AUTOREGULATION DER NETZHAUTPERFUSION BEI GESUNDEN UND PATIENTEN MIT ARTERIOSKLEROSE ODER NORMALDRUCKGLAUKOM

D. Werner, J. Harazny*, J. Welzenbach*, J.-U.Voigt, G. Michelson*, W. G. Daniel

Die pneumatische externe Gegenpulsaton (PECP, Vasomedical Inc., Westbury, USA) ist ein neue Therapie zur Steigerung der koronaren und cerebralen Perfusion. Durch EKG-getriggerte diastolische Kompression der unteren Extremitäten wird eine zweite Pulswelle erzeugt. Erste Studien berichten über eine Visuszunahme bei Zentralarterienverschluß oder ischämischer Optikusneuropathie nach PECP. In dieser Studie wurde der Effekt der PECP auf den Blutfluß in der Arteria ophthalmica (AO) untersucht.

Methode: Bei 12 Probanden und 12 Pat. mit ausgeprägter Arteriosklerose wurde die Flußgeschwindigkeit (v) in der AO vor und bei PECP sonographisch bestimmt; bei 8 Normaldruckglaukom-Pat. (LTG) erfolgte dieselbe Messung.

Ergebnisse: * p<0,01

v [cm/s]

 

Mittel

Systolisch

Diastolisch

Probanden

vor PECP

28,1

36,1

21,6

bei PECP

26,5 (-5,7%)

28,9 (-19,9%)*

23,7 (+9,7%)

Arterioskl.

vor PECP

26,3

34,2

19,7

 

bei PECP

29,3(+11,4%)*

32,6 (-4,7%)

23,9(+21,3%)*



5 LTG-Pat. hatten eine normale, 3 (38%) eine gestörte Regulation unter PECP.

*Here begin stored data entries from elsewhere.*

PR #1660, opened 2022-10-14
add benchmarking utility + remove condition for reduction dim to be an integer for us to unroll

Chillee:
We're already guarding on the reduction ranges, so we might as well lift the requirement that it's an integer.

### DIFF
--- a/torchinductor/ir.py
+++ b/torchinductor/ir.py
@@ -711,8 +711,7 @@ class Reduction(Loops):
             return Pointwise.create(device, dst_dtype, fn, ranges)
 
         if (
-            isinstance(reduction_numel, sympy.Integer)
-            and V.graph.sizevars.size_hint(reduction_numel)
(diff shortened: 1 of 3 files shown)


torchinductor/ir.py
```diff
@@ -711,8 +711,7 @@ def fn(index):
             return Pointwise.create(device, dst_dtype, fn, ranges)
 
         if (
-            isinstance(reduction_numel, sympy.Integer)
-            and V.graph.sizevars.size_hint(reduction_numel)
+            V.graph.sizevars.size_hint(reduction_numel)
```
ngimel, line 714: should you guard on reduction_numel in this case?

Chillee: We guard on `reduction_numel` within `_unroll_reduction_fn`

jansel (approved):

jansel:

PR #1665, opened 2022-10-14
fix masked_fill and where type promotion

### LINKED ISSUE #1619: [AMP] Bad decomp for softmax
Repro

~~~
from math import inf

import torch
import torch.fx as fx
from torch import device
from torch import tensor

import torchdynamo
from torchdynamo.debug_utils import run_fwd_maybe_bwd
from torchdynamo.debug_utils import same_two_models

args = [
    ((1, 12, 128, 128), (196608, 16384, 128, 1), torch.float16, "cuda", True),
    ((1, 12, 128, 128), (128, 0, 0, 1), torch.bool, "cuda", False),
    ((), (), torch.float32, "cpu", False),
]
args = [
    rand_strided(sh, st, dt, dev).requires_grad_(rg) for (sh, st, dt, dev, rg) in args
]


from torch.nn import *


class Repro(torch.nn.Module):
    def __init__(self):
        super().__init__()

    def forward(self, matmul, expand_as, tensor):
        masked_fill = matmul.masked_fill(expand_as, tensor)
        softmax = torch.nn.functional.softmax(masked_fill, dim=-1)
        return (softmax,)


mod = Repro().cuda()
opt_mod = torchdynamo.optimize("aot_inductor_debug")(mod)


with torch.cuda.amp.autocast(enabled=True):
    ref = run_fwd_maybe_bwd(mod, args)
    res = run_fwd_maybe_bwd(opt_mod, args)


~~~

ngimel:
Fixes #1619, turned out nothing to do with softmax, masked_fill and where type promotion was wrong.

Diskussion: Beim Gesunden führt - im Gegensatz zum arteriosklerotischen Gefäß - die Autoregulation bei diastolischer Flußzunahme zur systolischen Flußabnahme. Die PECP ist damit ein gut diskriminierender Autoregulationstest. Die Flußzunahme bei Arteriosklerose erklärt auch ihren klinischen Effekt bei okulären Erkrankungen infolge Minderperfusion. Die unterschiedliche Regulation bei LTG weist auf eine vasoregulative Komponente bei diesen Glaukomen hin.